The other day i phone someone ( a special person ), i asked him if he still want to see me or for me to call him,he said he has a lots of problems now and he don't want to talk to anyone. I told him that he just need to answer by yes and no.He answered me yes, it hurts me although i know that when i ask that question there's a big probability that he will said that. So on that moment it finally hit me that everything is all over for both of us. The next day early morning he called me asking me to help him packed his things from the hotel he was staying..Maybe because of the feelings i have for him or as a good friend i go w/him and help him packed his things.We never talk about anything i don't dare to ask why he called me again or whatsoever.Does his act means that I just need to give him time and space to finish his problem and he will be back on me???or rather he just need someone to help him packed his things that time??Thanks
13 Answers
- Anonymous1 decade agoFavorite Answer
He wanted you to help pack so he could say good bye.
- Anonymous1 decade ago
You have to realise that your relationship definitions can't be the most vital thing in his life every second.

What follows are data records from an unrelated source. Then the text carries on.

PR #3103, opened 2023-04-26
Add Feather and Parquet parsers and printers

dominiklohmann:
This changes the store plugin to implement the parser and printer plugin protocols implicitly, effectively adding Feather and Parquet parsers and printers.

```[tasklist]
- [x] Implement derived parser
- [x] Implement derived printer
- [x] Write changelog entry
- [x] Write follow-up issues to make reads and writes incremental
- [x] Write follow-up issue to support any kind of Feather or Parquet file
```

### DIFF
--- a/libvast/src/chunk.cpp
+++ b/libvast/src/chunk.cpp
@@ -218,21 +218,22 @@ chunk_ptr chunk::make_empty() noexcept {
 
 caf::expected<chunk_ptr> chunk::mmap(const std::filesystem::path& filename,
                                      size_type size, size_type offset) {
-  // Figure out the file size if not provided.
-  if (size == 0) {
-    std::error_code err{};
-    size = std::filesystem::file_size(filename, err);
-    if (size == static_cast<std::uintmax_t>(-1))
-      return caf::make_error(ec::filesystem_error,
-                             fmt::format("failed to get file size for file"
-                                         "{}: {}",
-                                         filename, err.message()));
-  }
   // Open and memory-map the file.
   const auto fd = ::open(filename.c_str(), O_RDONLY, 0644);
   if (fd == -1)
     return caf::make_error(ec::filesystem_error,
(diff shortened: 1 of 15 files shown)


mavam:
Does this build the entire store in memory first?

dominiklohmann:
> Does this build the entire store in memory first?

Yes, that's a known deficiency of the current store API that we cannot currently fix that easily. When we change the store API in the future we will get the same feature for free in the derived parsers and printers.

Currently, we always warn about this behavior:

```cpp
// TODO: Loading everything into memory here is far from ideal. We should
/ instead load passive stores incrementally. For now we at least warn the
// user that this is experimental.
VAST_WARN("the experimental {} parser does not currently load files "
          "incrementally and may use an excessive amount of memory",
          name);
```

mavam:
Understood. Let's discuss the scheduling of this. It prevents a lot of real-world use cases.

dominiklohmann (commented):
I reviewed @jachris' changes, he reviewed mine, and we agreed that this is ready to be shipped.

jachris (approved):

libvast/src/chunk.cpp
```diff
@@ -218,21 +218,22 @@ chunk_ptr chunk::make_empty() noexcept {
...
-                                         filename, err.message()));
-  }
   // Open and memory-map the file.
   const auto fd = ::open(filename.c_str(), O_RDONLY, 0644);
   if (fd == -1)
     return caf::make_error(ec::filesystem_error,
                            fmt::format("failed to open file {}", filename));
+  // Figure out the file size if not provided.
+  if (size == 0) {
+    struct stat filestat {};
```
mavam, line 228: Out of curiosity, why didn't use use `std::filesystem::file_size`?

dominiklohmann: That just does more work under the hood, so the TOCTOU window is larger.

PR #3104, opened 2023-04-26
Implement `xsv` parser & printer

Dakostu:
This PR adds an `xsv` parser and printer that enables the user to parse and print character-separated values, with specializations for `csv`, `tsv` and `ssv`.

### DIFF
--- a/.clang-tidy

If he has a legitimate problem to work on then for goodness sake - don't add more pressure!! A speaking ultimatum was a bad idea - it's pressure from someone that should be there for him! On the other hand, it was great that you went the next day to help him without bringing up more uncomfortable stuff. He doesn't KNOW what is going to happen, so please don't pressure him to reassure you right now. This is a fine time for you to be a woman and stand on your own and be there for him if he needs you, rather than a girl who's needy for reassurance even when he can't give it! Back off with the relationship issues for a while. It's a good sign that he called you even after your ultimatum pushed him away. He obviously does want you to be there for him, and when it's time for relationships to take main stage again, he'll remember how you treated him.
- 1 decade ago
First of all he told you he has problems and he does not want you to be in the middle of this! Why is he in a motel? And where did he go when you helped him pack? This is my thoughts! He needs to know with no strings attached he can call you when he needs you! You need to tell him that! I have a special friend and he did this same thing to me so i gave him the space cause i thought like you it is over. I moved on and remarried and then he called me out of the blue one day and said i will regret the choice i made the rest of my life. He told me that he loved me and told me why he did what he did and it was to protect me from all of his stuff. He was the man for me but i made another choice and now i had to stick to the choice i made. You can either give him time to do this (and make sure you ask him if you wait will he come back) or you can move on!
- endo_chicLv 51 decade ago
Nobody can answer that but him. It sounds like he is going through a lot right now and just needs some time to deal with everything.
Give him his space. If he comes back around, so be it....if he doesn't, so be it. You worrying about it is not going to change the outcome.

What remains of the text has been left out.